What you have to do — Could you copy each line of the listing below that has the word "files"?

Records shown —

PR #18, opened 2021-10-05
Robustify uninstall

eeberhard:
* The `test -f ${FILE}` line should return true for files and
symlinks, but in case the aica-docker file in the bin is
corrupted for whatever reason it might as well use a silent
rm -f even if the check returns false

This hack should fix @buschbapti's uninstall issue (running uninstall did not remove the symlink from bin). It wait until after #15 

@domire8

### DIFF
--- a/scripts/uninstall-aica-docker.sh
+++ b/scripts/uninstall-aica-docker.sh
@@ -3,5 +3,6 @@
 SYMLINK=/usr/local/bin/aica-docker
 if test -f "$SYMLINK"; then
   echo "Removing symbolic link ${SYMLINK}"
-  rm "${SYMLINK}"
 fi
+
+rm -f "${SYMLINK}"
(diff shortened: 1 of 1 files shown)


domire8 (approved):
All good, let's do this one first

scripts/uninstall-aica-docker.sh
```diff
@@ -3,5 +3,6 @@
 SYMLINK=/usr/local/bin/aica-docker
 if test -f "$SYMLINK"; then
```
buschbapti, line 4: I feel this was the line that was not working. As it did not print the echo. So I would prefer that we remove the if and print the echo line even if the file is not here. Otherwise, here, it would actually delete the file on my side but do not print the echo which I think is worse.

buschbapti: Confirmed that removing the `if` statement solved my issue

buschbapti (approved):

Solution to this task —
* The `test -f ${FILE}` line should return true for files and
(diff shortened: 1 of 1 files shown)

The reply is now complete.